L’ARTE DI STEVE

In futuro la realizzazione dell’espressione figurativa pura nella realtà afferrabile del nostro ambiente sostituirà l’opera d’arte…Allora non avremo più bisogno di quadri e di statue, perché vivremo in un’arte realizzata.

Supponiamo che questo mondo visionario per non dire utopico immaginato da P.Mondrian nel lontano 1947 ci sia d’un tratto apparso familiare. Mettiamo che non un artista maledettamente dotato e ricco di una sufficiente spregiudicatezza, ma un industria questa volta ad averci provato; e non un’industria qualsiasi, ma quella che noi identifichiamo come tecnica, anzi peggio, l’essenza stessa della tecnologia. Lì dove ogni scelta sembra dettata da leggi di natura fisica e ingegneristica prima che estetiche per una volta ci è sembrato capovolgersi. Qualcuno avrebbe detto: la forma si è riconciliata con la funzione, invenzioni che hanno ridato slancio a bisogni immateriali propri della nostra epoca, quali la comunicazione e più in generale l’informazione estesa al sociale, si sono legati indissolubilmente con oggetti “materiali” essenzialmente “belli” che hanno invaso piacevolmente la nostra vita quotidiana. Steve Jobs in un intervista dice che nella sua azienda lavorano insieme artisti, filosofi e altre figure provenienti da un vastità di discipline che solo un caso vuole che siano anche degli eccellenti programmatori. Questo stesso concetto lo ribadì nel suo famoso discorso di Stanford, un vero e proprio manifesto didascalico verso le nuove generazione, dove accenna a un episodio che a suo dire gli cambiò la vita.

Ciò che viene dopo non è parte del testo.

PR #27, opened 2023-06-07
add tensor2d theorems

bollu:
- [x] Implement pure theory for https://github.com/bollu/ssa/issues/26
- [x] Write DSL code to express above example.

### DIFF
--- a/SSA/Core/WellTypedFramework.lean
+++ b/SSA/Core/WellTypedFramework.lean
@@ -334,7 +334,7 @@ scoped syntax "()" : dsl_expr2
 scoped syntax "(" dsl_expr2 ")" : dsl_expr2
 scoped syntax "(" dsl_expr2 "," dsl_expr2 ")" : dsl_expr2
 scoped syntax "(" dsl_expr2 "," dsl_expr2 "," dsl_expr2 ")" : dsl_expr2
-scoped syntax "op:" dsl_op2 dsl_expr2 ("," dsl_region2)? : dsl_expr2
+scoped syntax "op:" dsl_op2 ws dsl_expr2 (ws dsl_region2)? : dsl_expr2
 syntax dsl_assign2 := dsl_var2 ":= " dsl_expr2 ";"
 syntax dsl_bb2 := (dsl_assign2)* "return " dsl_expr2
 
@@ -518,7 +518,7 @@ partial def elabStxExpr : TSyntax `dsl_expr2 → SSAElabM (ElabWithTemporaries E
 | `(dsl_expr2| $v:dsl_var2) => do
     let var : ElabVar ← dslVarToElabVar v
     return ElabWithTemporaries.ofVal var
-| `(dsl_expr2| op: $o:dsl_op2 $arg:dsl_expr2 $[, $r?:dsl_region2 ]? ) => do
+| `(dsl_expr2| op: $o:dsl_op2 $arg:dsl_expr2 $[ $r?:dsl_region2 ]? ) => do
   let argelab ← elabStxExpr arg
   let rgn ← match r? with
     | none => `(SSA.TSSA.rgn0)
@@ -618,6 +618,7 @@ def elabStxVar : TSyntax `dsl_var → SSAElabM (TSyntax `term)
   match ← SSAElabContext.getIndex? var.getNat with
   | .some ix => idxToContextVar ix
   | .none => Macro.throwErrorAt var s!"variable '{var}' not in scope"
+| `(dsl_var| $$($x)) => return x
 | stx => Macro.throwErrorAt stx s!"expected variable, found {stx}"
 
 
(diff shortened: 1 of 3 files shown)


bollu:
@tobiasgrosser @goens @ChrisHughes24 , there is an interesting dilemma here that increases the scope of what I need to prove to integrate with our framework.

- First, see that we have the "pure mathematical theorems" about `map`, `extract`, and `fill` already proven.
- Now see that `extract` can potentially fail if we make an out of bounds access. At this point, we have three options:
1. Return an empty tensor of dimension zero to indicate failure
2. Increase our value domain, stick with pure semantics, but allow values to be `Option (Tensor2d' Int)`. This is similar to our compromise for `poison` in the LLVM semantics. It is not very aesthetic in my view
3. Use the monadic semantics. 

If we use the monadic semantics, then an interesting thing happens: the denotation of regions is no longer `Int -> Int`, but is forced to become `Int -> Option Int` , according to our type system! So, we can no longer write theorems about `map`, we will instead have to prove more complex theorems about `mapM`, and potentially reason about side effects.

@tobiasgrosser , how do you suggest we handle failure in the tensor dialect?

bollu:
@goens , review requested.

SSA/Core/WellTypedFramework.lean
```diff
@@ -66,6 +97,36 @@ def trdTriple [Goedel β] {k₁ k₂ k₃ : UserType β} : ⟦k₁.triple k₂ k
 end UserType
 
 
+namespace Example
+
+inductive UserType (β : Type) : Type where
```
goens, line 102: I'm not sure I understand the point of this. Is it testing code you forgot to remove?

SSA/Projects/Tensor2D/Tensor2D.lean
```diff
@@ -0,0 +1,225 @@
+import SSA.Core.WellTypedFramework
+import Mathlib.Data.Matrix.Basic
+import Mathlib.Data.Nat.Basic
+import SSA.Core.Util
+
+
+/-- Tensor2d with existential dimension sizes. -/
+structure Tensor2d' (α : Type) where
+  n₀ : ℕ
```
goens, line 9: Can we use more descriptive names here? Like `dim1` and `dim2` or so? The `n` seems confusing enough, but then the names also don't match the count ;) it's called tensor 2d but I don't see any dimension called 2?

SSA/Projects/Tensor2D/Tensor2D.lean
```diff
@@ -0,0 +1,225 @@
...
+  n₁ : ℕ
+  mat : Matrix (Fin n₀) (Fin n₁) α
+
+def Tensor2d'.error (α : Type) : Tensor2d' α where
```
goens, line 13: do you think this is more elegant than using `Option`. It would break reasoning about the dimensions being preserved, for example, in some cases. I like the explicit option more because it allows you to separate the error mode cleanly

SSA/Projects/Tensor2D/Tensor2D.lean
```diff
@@ -0,0 +1,225 @@
...
+-- TODO: generalize 'const'
+| constNat (v: Nat) | constTensor (t : Tensor2d' Int) | constInt (v : Int)
+| sub
+| map2d
+| fill2d
+| extract2d 
+
+inductive BaseType
+| int : BaseType
+| nat : BaseType
```
goens, line 87: why do we need both nat and int?

SSA/Projects/Tensor2D/Tensor2D.lean
```diff
@@ -0,0 +1,225 @@
...
+| .tensor2d => Tensor2d' Int -- TODO: eventually generalize to arbitrary type.
+
+instance : Goedel BaseType where toType := BaseType.toType
+
+abbrev UserType := SSA.UserType BaseType
+
+-- Can we get rid of the code repetition here? (not that copilot has any trouble completing this)
+@[simp]
+def argUserType : Op → UserType
+| Op.add => ↑(BaseType.int, BaseType.int)
```
goens, line 103: I like these `Coe` instances!

goens:
most of my comments above still persist, but I'm happy to merge this (none of them is too important)

bollu:
I find that only the comment about using `Option` to be open. I would prefer to use `tensor 0 0` as the sentinel error value out of mathematical curiosity :) 

We want to have both `nat` and `int` to show the difference between the MLIR types `index` and (say) `i32`.

Are there other comments that are unresolved?

bollu:
@goens pushed the migration from `Nat` to `Index`. Does the patch now good to you?

goens:
@bollu oh that's interesting indeed! I meant just renaming the constructor, but this looks good to me too (probably cleaner by your design standards of isomorphic types that model different things)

“Il Reed College all’epoca offriva probabilmente la migliore formazione del Paese in calligrafia. In tutto il campus ogni poster, ogni etichetta, ogni cartello era scritto a mano con grafie bellissime. Dato che avevo mollato i corsi ufficiali, decisi che avrei seguito il corso di calligrafia per imparare a scrivere così. Fu lì che imparai i caratteri serif e sans serif, la differenza tra gli spazi che dividono le differenti combinazioni di lettere, quello che rende eccezionale un’eccezionale stampa tipografica. Era bello, storico, artistico e raffinato in un modo che la scienza non è in grado di offrire e io ne ero completamente affascinato.
Nessuna di queste cose però aveva alcuna speranza di trovare un’applicazione pratica nella mia vita. Ma dieci anni dopo, quando ci trovammo a progettare il primo Macintosh, tutto quello che avevo imparato mi tornò utile. E lo utilizzammo tutto per il Mac. E’ stato il primo computer dotato di una bellissima tipografia. Se non avessi mai lasciato il college e non avessi mai partecipato a quel singolo corso, il Mac non avrebbe probabilmente mai avuto caratteri tipografici differenti o font spaziati in maniera proporzionale. E dato che Windows ha copiato Mac, è probabile che non ci sarebbe stato nessun personal computer con quelle capacità.”